■ TASK OBJECTIVE
How many lines in the data that follows contain the word "abeaumont"? Only that number is needed.
--------------------------------------------------
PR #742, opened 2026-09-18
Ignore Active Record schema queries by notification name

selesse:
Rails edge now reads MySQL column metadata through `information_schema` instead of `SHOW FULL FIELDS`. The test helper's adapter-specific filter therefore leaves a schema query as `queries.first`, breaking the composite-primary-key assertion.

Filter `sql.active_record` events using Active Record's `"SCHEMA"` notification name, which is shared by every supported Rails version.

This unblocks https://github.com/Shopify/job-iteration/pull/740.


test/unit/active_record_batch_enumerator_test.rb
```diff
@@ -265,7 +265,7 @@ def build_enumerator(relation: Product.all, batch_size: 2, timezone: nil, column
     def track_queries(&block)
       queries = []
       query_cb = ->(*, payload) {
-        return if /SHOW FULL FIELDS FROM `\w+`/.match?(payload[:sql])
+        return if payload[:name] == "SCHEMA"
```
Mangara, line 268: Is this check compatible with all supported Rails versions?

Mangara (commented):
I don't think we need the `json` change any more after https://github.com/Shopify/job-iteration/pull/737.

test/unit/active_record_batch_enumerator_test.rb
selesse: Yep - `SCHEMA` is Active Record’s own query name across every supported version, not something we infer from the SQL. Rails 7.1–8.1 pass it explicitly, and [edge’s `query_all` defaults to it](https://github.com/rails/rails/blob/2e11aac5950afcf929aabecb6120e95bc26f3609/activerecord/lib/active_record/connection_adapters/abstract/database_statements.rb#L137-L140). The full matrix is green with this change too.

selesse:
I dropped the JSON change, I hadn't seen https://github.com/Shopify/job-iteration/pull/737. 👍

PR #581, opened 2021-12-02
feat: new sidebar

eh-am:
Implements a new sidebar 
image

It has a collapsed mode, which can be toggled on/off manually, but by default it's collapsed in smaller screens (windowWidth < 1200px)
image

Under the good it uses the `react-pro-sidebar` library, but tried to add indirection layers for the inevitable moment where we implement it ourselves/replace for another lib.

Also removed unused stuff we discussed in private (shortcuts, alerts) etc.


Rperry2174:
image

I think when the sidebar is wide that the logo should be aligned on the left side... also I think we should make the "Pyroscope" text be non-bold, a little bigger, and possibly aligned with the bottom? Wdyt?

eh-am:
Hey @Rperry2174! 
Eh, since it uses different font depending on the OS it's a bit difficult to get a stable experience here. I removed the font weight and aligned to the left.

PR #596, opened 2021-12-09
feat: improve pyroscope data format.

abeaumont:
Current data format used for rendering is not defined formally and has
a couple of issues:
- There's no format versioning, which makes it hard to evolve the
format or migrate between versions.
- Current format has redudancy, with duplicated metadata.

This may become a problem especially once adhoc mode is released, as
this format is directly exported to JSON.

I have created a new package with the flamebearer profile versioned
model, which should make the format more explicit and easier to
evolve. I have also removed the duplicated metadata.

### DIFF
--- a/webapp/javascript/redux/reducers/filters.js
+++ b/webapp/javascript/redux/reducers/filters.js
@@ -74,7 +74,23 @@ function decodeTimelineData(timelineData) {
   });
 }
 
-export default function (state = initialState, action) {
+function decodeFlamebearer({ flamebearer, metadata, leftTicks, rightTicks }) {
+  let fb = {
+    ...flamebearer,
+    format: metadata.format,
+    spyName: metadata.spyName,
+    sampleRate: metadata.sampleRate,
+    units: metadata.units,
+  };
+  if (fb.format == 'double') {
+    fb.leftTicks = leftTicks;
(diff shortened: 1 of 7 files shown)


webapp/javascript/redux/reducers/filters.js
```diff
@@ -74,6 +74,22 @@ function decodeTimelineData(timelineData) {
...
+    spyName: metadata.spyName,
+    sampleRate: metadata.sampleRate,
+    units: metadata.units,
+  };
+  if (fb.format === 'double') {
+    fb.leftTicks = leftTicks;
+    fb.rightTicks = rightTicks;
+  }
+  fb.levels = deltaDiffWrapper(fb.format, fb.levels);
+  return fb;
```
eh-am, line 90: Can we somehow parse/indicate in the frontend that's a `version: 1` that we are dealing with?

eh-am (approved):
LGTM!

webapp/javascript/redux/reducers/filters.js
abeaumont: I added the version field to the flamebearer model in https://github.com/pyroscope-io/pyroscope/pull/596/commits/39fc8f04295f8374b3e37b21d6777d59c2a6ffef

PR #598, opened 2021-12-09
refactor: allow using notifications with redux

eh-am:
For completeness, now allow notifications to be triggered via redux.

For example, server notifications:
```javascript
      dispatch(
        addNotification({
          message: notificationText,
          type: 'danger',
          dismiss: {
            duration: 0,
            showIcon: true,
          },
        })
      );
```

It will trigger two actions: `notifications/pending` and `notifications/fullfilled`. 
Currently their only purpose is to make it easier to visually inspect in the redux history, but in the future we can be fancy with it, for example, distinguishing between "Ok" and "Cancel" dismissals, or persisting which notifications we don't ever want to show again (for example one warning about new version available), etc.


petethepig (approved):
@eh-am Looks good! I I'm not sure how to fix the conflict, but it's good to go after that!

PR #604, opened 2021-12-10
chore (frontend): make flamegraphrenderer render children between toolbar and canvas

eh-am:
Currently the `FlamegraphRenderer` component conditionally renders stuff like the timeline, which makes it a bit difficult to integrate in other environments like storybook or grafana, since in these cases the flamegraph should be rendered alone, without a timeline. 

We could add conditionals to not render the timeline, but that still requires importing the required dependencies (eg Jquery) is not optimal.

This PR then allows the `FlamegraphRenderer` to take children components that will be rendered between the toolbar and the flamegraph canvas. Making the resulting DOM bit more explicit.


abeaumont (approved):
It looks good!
--------------------------------------------------
■ EXERCISE SOLUTION
3